Shared from the 2/29/2024 Houston Chronicle eEdition

Hydrogen tax credit criticism builds

Manchin, businesses say restrictions will halt industry growth

Picture

Manchin

WASHINGTON — Sen. Joe Manchin criticized the Treasury Department’s rules around clean hydrogen tax credits Wednesday as likely to bring the nascent industry to a grinding halt, increasing pressure on the Biden administration to change course.

In a hearing in the Senate Energy and Natural Resources Committee, the West Virginia Democrat said the Inflation Reduction Act that Congress passed in 2022 to spur the development of clean energy at-large included no mandate restricting clean hydrogen plants from using the power grid and accused the administration of trying to “implement the law they wanted not the one we passed.”

“That wasn’t included and never even discussed in the law.
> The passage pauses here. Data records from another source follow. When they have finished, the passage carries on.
PR #1210, opened 2021-04-22
Enabling Application Default Credentials for BigQuery

mescanne:
This does the following -
 - Prompt the user whether they want to use application default credentials or JSON key
 - If ADC, then only the projectId is requested (for billing) and credentials are an empty string
 - On BigQuery() connection creation, credentials are left as empty string (use ADC) and otherwise JSON parsed.

This has been tested successfully by hand using ADC. The unit tests fail due to permission denied decrypting a key.

### DIFF
--- a/api/dbadapters/bigquery.ts
+++ b/api/dbadapters/bigquery.ts
@@ -312,18 +312,15 @@ export class BigQueryDbAdapter implements IDbAdapter {
   private getClient(projectId?: string) {
     projectId = projectId || this.bigQueryCredentials.projectId;
     if (!this.clients.has(projectId)) {
-      let bigQueryOptions = {
-        projectId,
-        scopes: EXTRA_GOOGLE_SCOPES,
-        location: this.bigQueryCredentials.location,
-        credentials: <any>this.bigQueryCredentials.credentials,
-      };
-      if (bigQueryOptions.credentials !== "") {
-        bigQueryOptions.credentials = JSON.parse(this.bigQueryCredentials.credentials);
-      }
       this.clients.set(
         projectId,
-        new BigQuery(bigQueryOptions)
+        new BigQuery({
+          projectId,
+          scopes: EXTRA_GOOGLE_SCOPES,
+          location: this.bigQueryCredentials.location,
+          credentials: this.bigQueryCredentials.credentials &&
+                       JSON.parse(this.bigQueryCredentials.credentials)
+        })
       );
     }
     return this.clients.get(projectId);
--- a/api/dbadapters/bigquery.ts
+++ b/api/dbadapters/bigquery.ts
@@ -312,14 +312,18 @@ export class BigQueryDbAdapter implements IDbAdapter {
   private getClient(projectId?: string) {
     projectId = projectId || this.bigQueryCredentials.projectId;
     if (!this.clients.has(projectId)) {
+      let bigQueryOptions = {
+        projectId,
+        scopes: EXTRA_GOOGLE_SCOPES,
+        location: this.bigQueryCredentials.location,
+        credentials: <any>this.bigQueryCredentials.credentials,
+      };
+      if (bigQueryOptions.credentials !== "") {
+        bigQueryOptions.credentials = JSON.parse(this.bigQueryCredentials.credentials);
+      }
       this.clients.set(
         projectId,
-        new BigQuery({
-          projectId,
-          credentials: JSON.parse(this.bigQueryCredentials.credentials),
-          scopes: EXTRA_GOOGLE_SCOPES,
-          location: this.bigQueryCredentials.location
-        })
+        new BigQuery(bigQueryOptions)
       );
     }
     return this.clients.get(projectId);
--- a/cli/credentials.ts
+++ b/cli/credentials.ts
@@ -19,10 +19,9 @@ export function getBigQueryCredentials(): dataform.IBigQuery {
     "JSON Key"
   ]);
   if (isApplicationDefaultOrJSONKeyIndex === 0)  {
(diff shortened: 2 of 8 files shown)


cli/credentials.ts
```diff
@@ -5,6 +5,27 @@ import { actuallyResolve } from "df/cli/util";
...
+  }
+  const isApplicationDefaultOrJSONKeyIndex = selectionQuestion("Do you wish to use Application Default Credentials or JSON Key:", [
+    "ADC (default)",
+    "JSON Key"
+  ]);
+  if (isApplicationDefaultOrJSONKeyIndex === 0)  {
+    const projectId = question("Enter your billing project:");
+    return {
+      projectId: projectId,
+      credentials: "",
```
BenBirt, line 25: nit: you can just leave this unset

cli/credentials.ts
```diff
@@ -5,6 +5,27 @@ import { actuallyResolve } from "df/cli/util";
...
+  let location = locationIndex === 0 ? "US" : "EU";
+  if (locationIndex === 2) {
+    location = question("Enter the location's region name (e.g. 'asia-south1'):");
+  }
+  const isApplicationDefaultOrJSONKeyIndex = selectionQuestion("Do you wish to use Application Default Credentials or JSON Key:", [
+    "ADC (default)",
+    "JSON Key"
+  ]);
+  if (isApplicationDefaultOrJSONKeyIndex === 0)  {
+    const projectId = question("Enter your billing project:");
```
BenBirt, line 22:
```suggestion
    const projectId = question("Enter your billing project ID:");
```

cli/credentials.ts
BenBirt, line 25: can you leave a comment on the relevant protobuf field indicating that if it's unset, this implies that ADC should be used instead? https://github.com/dataform-co/dataform/blob/master/protos/profiles.proto#L46

api/dbadapters/bigquery.ts
```diff
@@ -312,14 +312,18 @@ export class BigQueryDbAdapter implements IDbAdapter {
   private getClient(projectId?: string) {
     projectId = projectId || this.bigQueryCredentials.projectId;
     if (!this.clients.has(projectId)) {
+      let bigQueryOptions = {
```
BenBirt, line 315: nit: should be `const` (fields of `const` objects are still mutable)

api/dbadapters/bigquery.ts
```diff
@@ -312,14 +312,18 @@ export class BigQueryDbAdapter implements IDbAdapter {
...
+        projectId,
+        scopes: EXTRA_GOOGLE_SCOPES,
+        location: this.bigQueryCredentials.location,
+        credentials: <any>this.bigQueryCredentials.credentials,
```
BenBirt, line 319: i don't really understand this part - the field is optional, why set it in this case at all?

perhaps the compiler is complaining that you're setting a field that doesn't exist, in which case, i propose either of the following:

preferred:
```
new BigQuery({
  projectId,
  credentials: this.bigQueryCredentials.credentials && JSON.parse(this.bigQueryCredentials.credentials),
  scopes: EXTRA_GOOGLE_SCOPES,
  location: this.bigQueryCredentials.location
})
```

or: 
```
const bigqueryOptions: BigQueryOptions = {
  projectId,
  scopes: EXTRA_GOOGLE_SCOPES,
  location: this.bigQueryCredentials.location,
}
// etc
```

BenBirt (changes requested):
This is awesome, thank you very much!

This will require me to push new package versions, so would you mind updating `version.bzl` to `1.19.0`?

(Optionally) it would also be great to update our docs, specifically:
- https://docs.dataform.co/getting-started-tutorial/set-up#generate-warehouse-credentials (probably needs clarifying that ADC can be used too, maybe linking to some relevant docs on cloud.google.com)
- https://docs.dataform.co/warehouses/bigquery#authentification (wow we need to fix this 'authentification' word that we've invented)

content/docs/warehouses/bigquery.md
```diff
@@ -1,12 +1,20 @@
 ---
 title: Google BigQuery
-subtitle: Authentification, configuration options, and content for BigQuery.
+subtitle: Authentication, configuration options, and content for BigQuery.
```
BenBirt, line 3: please merge with `master`, i've fixed this throughout our docs

content/docs/warehouses/bigquery.md
```diff
@@ -1,12 +1,20 @@
...
 
-## Authentification
+## Authentication
 
-Dataform will connect to BigQuery using a service account. You’ll need to create a service account from your Google Cloud Console and assign it permissions to access BigQuery.
+Dataform will connect to BigQuery using Application Default Credentials or using a service account.
+
+### Application Default Credentials
+
+If using Application Default Credentials ensure that the service account or user has `BigQuery Admin` role or equivalent. (Dataform requires access to create queries and list tables.) Read <a target="_blank" rel="noopener" href="https://cloud.google.com/iam/docs/granting-roles-to-service-accounts#granting_access_to_a_service_account_for_a_resource">this</a> if you need help.
```
BenBirt, line 13:
```suggestion
If using Application Default Credentials ensure that the service account or user has `BigQuery Admin` role or equivalent. (Dataform requires access to create datasets and list tables.) Read <a target="_blank" rel="noopener" href="https://cloud.google.com/iam/docs/granting-roles-to-service-accounts#granting_access_to_a_service_account_for_a_resource">this</a> if you need help.
```

BenBirt (approved):

BenBirt (approved):

BenBirt:
Now published in `1.19.0`.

They were all made up, and we’re not going to stand for it,” Manchin, chair of the senate energy committee, said. “They take the most liberal view possible on industries the extreme left likes, like electric vehicles, and the most restrictive view possible to industries these activists oppose.”

Manchin’s statement follows similar criticism leveled last week by Exxon Mobil, which is developing the world’s largest clean hydrogen plant in Bay-town, as well as the coalitions of energy companies and academic institutions developing federally backed clean hydrogen hubs around the country, including one in Houston.

In a letter to the Internal Revenue Service on Monday, the companies partnered in Houston’s HyVelocity Hub urged a laundry list of fixes they said were necessary if they were to successfully develop a hydrogen hub on the Gulf Coast, which they said now included nine “core” projects with $10 billion in private investment.

“Successful private investment requires well-designed, supportive, and flexible federal policy to enable a full range of projects that will bring environmental and economic benefits to communities,” they said in a statement.

The Houston hub joined with six other hydrogen hubs from around the country in writing to Treasury Secretary Janet Yellen and Senior Adviser to the President John Podesta expressing their concern about the “narrow guidance provided by the U.S. Treasury Department,” which they said may “have far-reaching negative consequences for the entire domestic clean hydrogen industry.”

Manchin quipped at Wednesday’s hearing that it was the first time in his career he’d heard “California agree with Appalachia.”

“To have all of us on the same page tells us how serious this is,” he said.